U.S. immigration raids in Minnesota drive patients to underground care

MINNEAPOLIS, MINNESOTA — United States Immigration and Customs Enforcement (ICE) raids in Minnesota have pushed many immigrant families to avoid hospitals and clinics, forcing health workers to quietly organize informal home-based care networks as appointment cancellations and no-show rates surge across local health systems.
According to a report from MinnPost, the human toll is reflected in the story of Gabi, a 2-year-old U.S.-born child with a rare genetic condition that makes her bones brittle. Her surgery, which doctors hoped would help her walk someday, was canceled after her family feared leaving home during federal immigration operations.
“I want more than anything for my baby to walk,” her mother said in Spanish. “But with the situation that’s happening, I canceled the surgery and all the physical therapy appointments… Because I’m afraid to leave.”
How U.S. immigration crackdowns impact medical care
Healthcare providers across Minnesota say the situation has had measurable operational consequences. Some medical systems have reported appointment cancellations and no-show rates reaching 60% since December, leaving clinicians struggling to reach vulnerable patients who now avoid hospitals.
At the same time, doctors, nurses, and community volunteers have quietly begun providing care outside traditional medical settings.
“I used to look somebody in the eyes and say, with good faith, ‘You will be fine at the hospital,’” said Emily Carroll, a nurse practitioner at HealthFinders Collaborative in Faribault. “But now, I can’t make that guarantee.”
As immigration enforcement operations became more aggressive, healthcare workers reported that some agents established posts at hospital parking areas, which made it more difficult for patients who already feared arrest or deportation to access medical care.
Building shadow healthcare networks for vulnerable patients
To solve this problem, health workers are building informal care networks that provide care at homes and around community spaces.

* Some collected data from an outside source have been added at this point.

PR #2786, opened 2024-10-28
refactor(game-list): consolidate repetitive backlog toggle logic into a hook

wescopeland:
No functional changes. Cuts quite a bit of duplication down between the three backlog toggle buttons in the game list:
* The desktop row action that appears on the right-hand side.
* The mobile list item action that appears on the right-hand side.
* The mobile bottom drawer button.

Now all this logic is centralized into a single reusable hook.

Testing this PR is a matter of ensuring all three of those backlog toggles should continue functioning as normal. I've done manual testing on this and there are some automated tests also covering this.


resources/js/features/game-list/components/GameListItems/GameListItemDrawerBacklogToggleButton.tsx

These parallel systems rely on volunteer coordination, discreet outreach, and trusted local contacts to connect patients with medications, follow-ups, and basic clinical services.
Minnesota Democratic state Senator Alice Mann, a physician, said the experience offers a warning for other communities facing similar pressures.
“I know it sounds crazy,” she said, but healthcare providers “need to start an underground network of how to get people care in their homes. Because letting people die at home or come close to death because they are terrified to go into the hospital, in 2026, is outrageous.”
What Minnesota’s crisis means for global health systems
For hospitals and healthcare operators, the Minnesota experience highlights how facility-centric care models can quickly break down when communities feel unsafe accessing traditional care settings.
The disruption shows the need to build a system that provides distributed and remote-first medical services that can continue to operate during times of social and political unrest.
Health systems now use centralized telehealth systems with multilingual nurse helplines and contracted patient support services to connect with patients who need care outside medical facilities. The models enable healthcare providers to keep track of their high-risk patients while they manage their treatment needs and operational activities.
Health systems could also design an “above-ground” version of Minnesota’s informal care networks through structured programs such as offshore nurse triage lines, centralized telehealth hubs, outsourced patient outreach teams, and social determinants of health (SDOH) logistics support.
Providers can use digital care operations with analytics that track no-shows, missed treatments, and high-risk patients to discover care gaps that they can resolve before patients leave their treatment.
For healthcare leaders, Minnesota’s experience serves as both a warning and a blueprint: when trust in physical healthcare spaces erodes, resilient systems must be able to reach patients wherever they are.